Porto-Vecchio
"La arena rosada de Palombaggia me hizo sentir que me estaban enseñando algo que no debería haber encontrado."
Llegué a Porto-Vecchio desde el norte, conduciendo hacia el sur por corredores de alcornoque que bordean la carretera como una arcada natural. El alcornoque es la textura de esta parte de Córcega — los troncos pelados en la cosecha pasan del naranja pálido al rojo-castaño oscuro, y en las tardes de calor los bosques huelen a algo entre resina y seta. La ciudad apareció sobre el golfo: el casco antiguo sentado en su promontorio, las murallas mirando al este, la marina extendiéndose abajo en una curva de barcos amarrados. Me habían avisado de que estaría lleno de veraneantes franceses e italianos adinerados, lo cual era cierto, y también, resultó, no venía al caso.

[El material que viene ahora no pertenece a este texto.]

PR #42, opened 2024-09-04
[CERTTF-358] Amend and extend scriptlets for snap-testing jobs

boukeas:
# Description

[CERTTF-358](https://warthogs.atlassian.net/browse/CERTTF-358) aims to amend and extend the scriptlets in this repository so that they can be used for snap-testing jobs. It builds on previous work in the context of [CERTTF-337](https://warthogs.atlassian.net/browse/CERTTF-337), which focused on SRU jobs.

Please refer to the [companion PR](https://github.com/canonical/hwcert-jenkins-jobs/pull/569) in the `hwcert-jenkins-job` repo to see how these scriptlets are used in practice in the context of snap-testing jobs.

# Changelog

- A `_get` scriptlet is introduced to copy files from the device to the agent. Its functionality mirrors the `_put` scriptlet that performs the opposite function.
- `check_for_snap_changes` performs broader checks on the output of `snap changes` to determine if there are ongoing _or pending_ tasks (i.e. it doesn't only scan for `Doing`).
- `check_for_snap_changes` used to display the complete list of snap changes, when there are still ongoing changes. This may have been quite a long list, including snap changes from recent unrelated runs. This behaviour has now changed: now it only displays what the ongoing or pending snaps tasks are (if any).
- Tracing (`set -x`) is disabled within the `install_tools.sh` installer. This is because tracing generated substantial output that was unrelated to the test at hand and quite distracting for anyone reviewing the log. Tracing is restored to its previous setting at the end of the installer run. There is also some minor refactoring in the installer.
- A previous requirement for `_put`'s target to be prefixed by a `:` has been dropped. A `:` may still be used but this is now optional. This is for backwards-compatibility with scripts that might switch to using scriptlets. It is also because the same requirement in `_get` for the source(s) to be prefixed by a `:` would have looked awkward.
- A small modification was required in `install_psmisc`. The `psmisc` package is necessary because it includes `fuser`, which in turn is used in order to check that package operations are not ongoing. It is redundant in Core images, where the use of `apt-get` is not possible, thus making package operations not possible. The modification in `install_psmisc` is a refinement to the check for whether or not the installation of `psmisc` is required.

# Testing

See the [companion PR](https://github.com/canonical/hwcert-jenkins-jobs/pull/569) which includes a large set of snap-testing runs that make use of the scriptlets in this repo. Please do not approve this PR until reviewing those runs.

[CERTTF-358]: https://warthogs.atlassian.net/browse/CERTTF-358?atlOrigin=eyJpIjoiNWRkNTljNzYxNjVmNDY3MDlhMDU5Y2ZhYzA5YTRkZjUiLCJwIjoiZ2l0aHViLWNvbS1KU1cifQ
[CERTTF-337]: https://warthogs.atlassian.net/browse/CERTTF-337?atlOrigin=eyJpIjoiNWRkNTljNzYxNjVmNDY3MDlhMDU5Y2ZhYzA5YTRkZjUiLCJwIjoiZ2l0aHViLWNvbS1KU1cifQ


scriptlets/check_for_snap_changes
```diff
@@ -37,20 +37,21 @@ all_complete() {
...
 
     RESULT=$?
     if [ "$RESULT" -eq 0 ]; then
-        # the change is still ongoing: display output as a diagnostic and return 1
-        cat "$OUTPUT"
+        # changes are still ongoing or pending: display output as a diagnostic and return 1
+        cat "$OUTPUT" | grep -E "\b(Doing|Undoing|Wait|Do|Undo)\b"
         rm "$OUTPUT"
         return 1
     else
```
plars, line 52: Completely optional, but it looks like you can drop the else block completely. If RESULT was 0 then it already returned, so we can just drop out of the if and handle the other branch here without an "else"

install_tools.sh
```diff
@@ -55,33 +27,73 @@ clone() {
...
+
+# assign default values if command-line arguments have not been provided
+TOOLS_PATH=${TOOLS_PATH:-$TOOLS_PATH_DEFAULT}
+BRANCH=${BRANCH:-$BRANCH_DEFAULT}
+
+# retrieve the tools from the repository
 fetch || (rm -rf $TOOLS_PATH && clone)
 
-# add scriptlets to agent's PATH
+# this is where the scriptlets are
```
plars, line 79: I don't think you actually *need* this comment, but it's ok.

plars (approved):
Looks good! +1 as it is, but I had 2 extremely minor, optional things below. Neither should block this from landing if you want to go ahead and merge it though.

PR #43, opened 2024-09-24
add(scriplets): run command on host via SSH

p-gentili:
Similarly to the `_run` scriplet, this PR introduces `_run`, to run commands over SSH on a target host. Username/Password are static and defined by the host image, SSH authentication is achieved via `sshpass`.

Tested it locally running a command on a host in the lab.

### DIFF
--- a/install_tools.sh
+++ b/install_tools.sh
@@ -88,10 +88,10 @@ wait_for_ssh --allow-degraded \
 && install_on_device \
 || exit 1
 
-# install agent dependencies
+echo "Installing agent dependencies"
 install_packages pipx python3-venv sshpass > /dev/null
 
-# install launcher tool on the agent
+echo "Installing agent tools"
 pipx install --spec $TOOLS_PATH/cert-tools/launcher launcher > /dev/null
 
 # restore tracing (if previously enabled)
--- a/install_tools.sh
+++ b/install_tools.sh
@@ -88,9 +88,10 @@ wait_for_ssh --allow-degraded \
 && install_on_device \
 || exit 1
 
+# install agent dependencies
+install_packages pipx python3-venv sshpass > /dev/null
+
 # install launcher tool on the agent
-echo "Installing pipx"
-install_packages pipx python3-venv > /dev/null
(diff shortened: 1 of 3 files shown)


boukeas:
@p-gentili just to be even safer, I would suggest creating a Testflinger job where the `test_cmds` are more or less like these:

```
# retrieve the tools installer
curl -Ls -o install_tools.sh https://raw.githubusercontent.com/canonical/hwcert-jenkins-tools/main/install_tools.sh
# install the scriptlets and other tools on the agent and the device, as necessary
export TOOLS_PATH=tools
source install_tools.sh \$TOOLS_PATH --branch <test-branch>

# ensure device is available before continuing
wait_for_ssh --allow-degraded

### use <keyword> here
```

Note how the installer retrieves the <test-branch> branch of the tools repo so you can test your latest and greatest.

You can submit the job and post the results here, in the description, to showcase that/how it works.

boukeas:
Also, and forgive my ignorance, is there any need for something like <wait-keyword> before running commands on it or are we assuming it is always responsive?

p-gentili:
Here's a test job, thanks for the example: https://testflinger.canonical.com/jobs/7d3bedfa-a277-4139-b0a8-11d14a359025 

Note that I had to manually install `sshpass`. Please let me know if you want to include the dependency in the install script instead.

> Also, and forgive my ignorance, is there any need for something like <wait-keyword> before running commands on it or are we assuming it is always responsive?

It's expected to be responsive in terms of SSH (we don't reboot it) but there might be something to wait for after snap refresh. I'll have to play a little bit more with it and, if needed, add a dedicated API on the control host.

boukeas:
> Note that I had to manually install sshpass. Please let me know if you want to include the dependency in the install script instead.

Good call. The installer script is supposed to take care of all scriptlet dependencies so introducing <test-keyword> means we need to add `sshpass` to the packages that the script installs. By the way, there's an `install_packages` scriptlet for that which you can also use on the device.

I've made that change now and here's a [run](https://testflinger.canonical.com/jobs/8658c03e-4cb9-4ec7-a6a5-8ef603996b08) that tests it.

boukeas (approved):

PR #130, opened 2018-01-23
Descending Dropdown

### LINKED ISSUE #78: Version pulldown should sort in logical order
2017-12-06 at 4 42 pm

dabria:
Closes #78

Adds reverse ordering for version dropdowns in both the nav bar and drawer (when scaled down)
screenshot 2018-01-22 04 12 22

### DIFF
--- a/config.toml
+++ b/config.toml
@@ -64,9 +64,9 @@ pygmentsUseClasses=true
         weight = 2
         latest = "2.8"
         [params.products.sensu_enterprise.versions]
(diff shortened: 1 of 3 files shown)


calebhailey:
Why does it look gnarly? I think this is great!

cwjohnston:
@calebhailey I think the comment is meant to imply that the code changes to make it happen are more complicated than seems reasonable.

La haute ville merece más tiempo del que la mayoría de los visitantes le dedican. La puerta genovesa abre a un laberinto de callejuelas donde el comercio de la sal enriqueció este puerto en otra época. Los edificios antiguos albergan ahora boutiques y tiendas de vino, pero los huesos del lugar están intactos — las murallas curvas, las perspectivas repentinas, la manera en que la luz de la tarde se cuela entre edificios que llevan aquí cuatrocientos años. Me senté en una mesa cerca de la plaza principal y bebí un vaso de Nielluccio, la uva tinta seria de Córcega, con una tabla de embutidos, y escuché la mezcla de córcego, francés e italiano que llegaba de otras mesas. Los que llevaban el local no actuaban la cordialidad para los turistas pero tampoco la escatimaban. Solo había que tener paciencia con el registro inicial.
Las salinas al sur de la ciudad son lo que casi nadie visita, lo que las convierte en lo primero que le diría a cualquiera. Estas lagunas someras, rosas y blancas a la luz de la mañana, reflejan el cielo como espejos y atraen a una colonia de flamencos en verano. Recorrí el camino alrededor de ellas una mañana temprana, la única persona a la vista, la ciudad aún dormida, los pájaros picoteando en las aguas someras con la indiferencia completa de las cosas que no saben que son hermosas.

Y sí, Palombaggia — la playa a tres kilómetros al sur que aparece en todos los postales corsos. La arena de tono rosado (granito pulverizado por el mar hasta convertirse en algo más parecido al polvo), los pinos parasol, el agua que pasa por diez tonos de azul antes de oscurecerse. Fui en septiembre. En julio habría sido una experiencia completamente diferente. En septiembre fue una de las playas más hermosas que he visto, y lo digo con cierta reticencia porque ya recibe suficiente atención.
Cuando ir: Junio para tranquilidad y buen tiempo antes de que la temporada alcance su pico. Septiembre para el mar cálido, carreteras transitables y el alivio particular de un pueblo turístico que recupera su propia identidad. En julio y agosto la ciudad y sus playas llegan a la saturación — Porto-Vecchio gestiona las multitudes mejor que algunos puntos del sur corso, pero las carreteras alrededor de Palombaggia se convierten en aparcamientos a las diez de la mañana.